Among the lines of the records below, copy those that hold the word "parameters".

--

PR #624, opened 2024-10-29
add dependabot ignore for non-semantic v1 of repository-traffic-action

JessicaS11:
Adds ignore to prevent recurrence of #596 with need for #601.


mfisher87 (approved):
Seems right! :)

PR #627, opened 2024-10-31
Add `harmony-py` as a dependency

trey-stafford:
WIP to add harmony-py and remove references to UAT. IS2 collections are now enabled for harmony in prod - we just haven't started advertising this widely yet.


icepyx/core/harmony.py
```diff
@@ -1,13 +1,14 @@
...
 def get_capabilities(concept_id: str) -> dict[str, Any]:
-    response = requests.get(
-        CAPABILITIES_BASE_URL,
-        params={"collectionId": concept_id},
-    )
-    return response.json()
+    capabilities_request = harmony.CapabilitiesRequest(concept_id=concept_id)
+    # TODO: This will work if the user has a .netrc file available but the other
+    # auth options might fail. We might need to add harmony client auth to the
+    # icepyx auth package.
```
JessicaS11, line 10: icepyx.auth is a mixin for earthaccess, so it is easily made available wherever credentials are needed. I poked around harmony-py a bit and it looks like they don't allow you to just pass in a valid session, but I think earthaccess lets you just grab the username and password, so if we have the existing auth object we should be able to authenticate with harmony.Client that way.

icepyx/core/harmony.py
```diff
@@ -1,13 +1,62 @@
...
+        temporal: Union[HarmonyTemporal, None] = None,
+    ) -> str:
+        """Places a Harmony order with the given parameters.
+
+        Return a string representing a job ID.
+
+        TODO/Question: it looks like this code will always use the provided
+        parameters to do subsetting. Are there cases where we just want the data
+        downloaded as whole granules? If so, we may need to use another API to
+        do so?
```
JessicaS11, line 45: Interesting. The current icepyx default is to subset automatically for spatial and temporal (and then users could add any other available subsetting/reformatting options - it's probably best explained in the example notebooks for access and subsetting). In ipx.query, the order/download functions accept `subset=False` (would want to verify I have the kwarg right), so that would probably be the best way to trigger a non-subsetted download. I'm looking at transitioning that functionality over to earthaccess (with the ultimate goal of retiring ipx.Query entirely in favor of earthaccess), so we can work this case in there.

trey-stafford: Thanks for the feedback! I'm planning on using earthaccess to fill the gaps that harmony can't handle (non-subset orders).

LOTS more changes incoming :) Note that you don't need to keep up with this PR. I'm really just "going at it" and learning/breaking a lot as I go. My primary goal right now is assessing how much work it is going to be for us to implement harmony support, and we may need to revisit (or completely re-write) large chunks later.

--

• **ANSWER FOR THE TASK**
+        """Places a Harmony order with the given parameters.
+        parameters to do subsetting. Are there cases where we just want the data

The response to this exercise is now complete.